Donald Findley, who transformed a financially ailing Associated Students UCLA into a thriving enterprise  with his business acumen and vision for the campus, died Sunday, Nov. 13, of pneumonia as a result of complications of Parkinson's disease. A resident of Loveland, Colorado, he was 83.

During his more than three decades of service, Findley left a distinctive imprint on the campus that can still be seen and felt today. As the executive director of ASUCLA and the first director of the UCLA Lake Arrowhead Conference Center, he oversaw an era of revitalization and renewal of restaurants, facilities in Ackerman Student Union and Kerckhoff Hall, and other places where students and alumni still gather today. He also came up with the concept of “BearWear,”a UCLA apparel line that has garnered national and international success.

During his tenure at ASUCLA from 1970 to 1981, he quadrupled the organization’s gross sales from $7.3 million to $30.4 million. “By the time he left the organization in 1981, it had vastly improved its service to the entire campus community,” according to the UCLA Alumni Association, which presented him with its University Service Award in 2001.

“Throughout his tenure at UCLA, he helped create and foster a strong sense of community in a large and diverse campus environment,” the alumni association award citation read. “His acute attention to detail and perceptive understanding of people's needs, particularly students, have driven his success and ensured his enduring legacy at UCLA.”

Findley began his career at General Electric where he worked for three years before going to Northwestern to earn an M.B.A. with a focus on marketing. He worked in advertising research and strategy and later took a job as a management consultant for a leading national firm in 1962. In 1970, he joined the staff of ASUCLA as UCLA as executive director.

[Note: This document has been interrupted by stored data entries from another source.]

PR #304, opened 2019-11-20
Performance improvements in TcpReassembly

gx740:
1. `getLayerPayload` and `getLayerPayloadSize` have been made virtual in class `Layer`. In some cases it is useful to override these methods in derived class, because an implementation in base class uses the calling of virtual methods of derived class.

2. The new inline methods `getLayerPayload` and `getLayerPayloadSize` have been added in `IPv4Layer`, `IPv6Layer` and `TcpLayer`.  These override corresponding methods of the base class. It improves the performance of methods of `TcpReassembly` class.

### DIFF
--- a/Packet++/header/IPv4Layer.h
+++ b/Packet++/header/IPv4Layer.h
@@ -569,6 +569,18 @@ namespace pcpp
 		 */
 		bool removeAllOptions();
 
+		/**
+		 * This method overrides the method of base class (Layer) to improve performance in some cases
+		 * @return A pointer for the layer payload, meaning the first byte after the header
+		 */
+		virtual uint8_t* getLayerPayload() const { return getData() + getHeaderLen(); }
+
+		/**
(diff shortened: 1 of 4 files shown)


gx740:
Different way is to make the methods `getLayerPayload` and `getLayerPayloadSize` as pure virtual and implement them in all derived classes.

seladb:
Have you measured the performance gain for this change?

I know that using virtual methods has some cost but it make the code cleaner and more readable. I don't feel the improvement is significant enough comparing to the other computation / data processing that is being done in TCP reassembly. Please let me know what you think

gx740:
No, I didn't. Let's look to these methods from the other point of view. The class `Layer` has an abstract method `getHeaderLen` because only the derived class, that implements a certain layer, knows this. From my point of view the `getLayerPayload` and `getLayerPayloadSize` are similar to the `getHeaderLen`.

Ok, let's close this PR.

What Findley found when he first visited the campus “was a prestigious place,” he explained in an interview that was published in the Southern Campus UCLA Yearbook in 1975, “a beautiful place and a place, as I saw it, with great potential.” But he also saw areas in disrepair, outdated cafeterias, old trophies in wall cases, “and a profit and loss statement [that] was almost unintelligible.”

In his first year at the helm of ASUCLA, he sparked controversy when he raised the price of a cup of coffee from 10 cents to 15 cents a cup, a move that the Daily Bruin protested by spearheading a “coffee crusade.”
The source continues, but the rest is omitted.